Look through the records below, and whenever a line contains "MeshBuilder", copy it.

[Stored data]
◆ ◆ ◆ ◆ ◆

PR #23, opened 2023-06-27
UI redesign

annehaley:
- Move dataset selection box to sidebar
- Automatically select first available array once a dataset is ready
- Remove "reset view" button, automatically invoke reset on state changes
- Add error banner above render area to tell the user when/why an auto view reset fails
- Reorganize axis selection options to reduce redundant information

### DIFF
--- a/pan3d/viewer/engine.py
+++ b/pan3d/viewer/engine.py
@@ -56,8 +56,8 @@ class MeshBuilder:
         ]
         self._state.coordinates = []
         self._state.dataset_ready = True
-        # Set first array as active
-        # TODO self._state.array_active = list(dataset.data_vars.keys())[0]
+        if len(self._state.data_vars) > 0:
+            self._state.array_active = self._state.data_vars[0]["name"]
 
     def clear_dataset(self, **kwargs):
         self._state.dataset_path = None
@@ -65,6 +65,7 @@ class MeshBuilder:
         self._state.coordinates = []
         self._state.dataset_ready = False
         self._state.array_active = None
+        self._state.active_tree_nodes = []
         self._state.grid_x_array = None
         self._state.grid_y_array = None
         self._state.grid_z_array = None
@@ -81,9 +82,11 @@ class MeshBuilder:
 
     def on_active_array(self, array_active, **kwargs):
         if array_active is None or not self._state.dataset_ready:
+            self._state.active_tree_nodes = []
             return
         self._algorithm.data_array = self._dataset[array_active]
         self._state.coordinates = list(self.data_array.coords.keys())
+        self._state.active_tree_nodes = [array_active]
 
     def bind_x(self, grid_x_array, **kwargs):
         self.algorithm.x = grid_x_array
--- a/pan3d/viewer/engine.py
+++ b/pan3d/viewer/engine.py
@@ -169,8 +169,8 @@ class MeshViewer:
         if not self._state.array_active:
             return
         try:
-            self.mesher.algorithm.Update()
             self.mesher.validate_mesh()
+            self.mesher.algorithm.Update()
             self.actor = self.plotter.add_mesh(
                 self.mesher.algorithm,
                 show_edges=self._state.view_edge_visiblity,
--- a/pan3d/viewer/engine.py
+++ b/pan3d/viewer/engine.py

◆ ◆ ◆ ◆ ◆

◆ **RESULT**:
@@ -56,8 +56,8 @@ class MeshBuilder:
@@ -65,6 +65,7 @@ class MeshBuilder:
@@ -81,9 +82,11 @@ class MeshBuilder:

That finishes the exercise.